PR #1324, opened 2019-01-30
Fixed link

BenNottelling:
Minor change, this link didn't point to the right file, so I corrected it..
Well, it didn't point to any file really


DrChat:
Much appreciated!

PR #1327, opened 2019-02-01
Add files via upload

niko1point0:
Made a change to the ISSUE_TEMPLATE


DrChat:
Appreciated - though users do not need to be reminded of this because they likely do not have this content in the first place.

++++++++++

[PROMPT] Show the lines from the data above that contain the string "link".

[PROBLEM SOLUTION]
Fixed link
Minor change, this link didn't point to the right file, so I corrected it..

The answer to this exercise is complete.